The heartbeat of the First Amendment and the watershed of a Constitutional Republic is and has always been, personal action. Expressing your religion, speaking, writing, assembling together and interacting with government to redress grievances, all require your personal attention and action.
While America has been engulfed in contentious national politics for the last fifty years, the enemies of our nation have done just the opposite: they focused on local action, transforming our cities, towns and communities while we slept.
The phrase “Think global, act local” is attributed to a handful of people, not the least of whom is David Brower, the founder in 1971 of the radical environmental group Friends of the Earth. It has morphed into a slogan for globalization in general and in particular the United Nations’ pervasive program of Sustainable Development as embodied in its Agenda 21, 2030 Agenda and New Urban Agenda policies.
As a master strategy, these globalization-promoting organizations sent hoards of consultants, lobbyists and attorneys into every local community in America to promote a one-sided activism that has led to the ugly transformation of America. Collectively, they “thought global and acted local”.
This stealth attack on local America has gone largely unanswered by those who would agree that this is not the future we want. But, “wanting” isn’t the same as “getting”.

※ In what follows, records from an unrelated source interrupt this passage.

PR #13208, opened 2024-03-25
Avoid modify merge state in per field mergers

dnhatn:
The PerFieldDocValuesFormat and PerFieldPostingsFormat mutate and reset the fieldInfos of the mergeState during merges. Consequently, other running merge sub-tasks may fail to see some fieldInfos. This was problematic since we introduced concurrency for merge sub-tasks.

Relates #13190

### DIFF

Getting the future you want is predicated on the vigilant, persistent exercise of your First Amendment rights. If you don’t use ‘em, you lose ‘em.
To stop and reverse the downward spiral, Americans must meet the enemy where he is operating and winning, namely, in your own local community.
There are two ways to do this. First, you can work to block something from happening. For instance, residents in Broken Arrow, Oklahoma were alerted that their city council was considering a mandate requiring face masks. In a meeting that took place for public discussion, citizens delivered over three hours of opposing comments that convinced the council to drop the whole idea. This is the First Amendment in action.
Second, you can work to create something that should happen, but isn’t. For example, in December 2020, the New Orleans City Council passed a binding ordinance that placed an outright ban on surveillance technology such as facial recognition software and predictive policing. The year-long process leading up to the final vote was made possible by responsible local citizens who involved themselves in civic affairs by exercising their First Amendment rights.
Who says you can’t fight city hall? Better yet, who says you can’t BE city hall?
Did you know that many local elected positions are filled with no opposition? This means that there were no candidates on the ballot and someone just threw their name in… and got elected! There are water boards, school boards, planning and zoning boards, fire boards, advisory boards and many others in every community.
So, why don’t more level-headed Americans get involved in local civic matters?
Fear. Lack of communication skills. Ignorance. Laziness. No sense of need.
Citizens for Free Speech cannot address all of these, but for those who are ready to stand up and be counted, it does offer dynamic and proven training on how to effectively communicate with people who may not agree with you. These are easily learned skills and behaviors with which anyone can become proficient to make a lasting impact in their local communities.
Simply put, your First Amendment rights to communicate are not abstract concepts that exist in a vacuum. They only appear when you begin to practice them.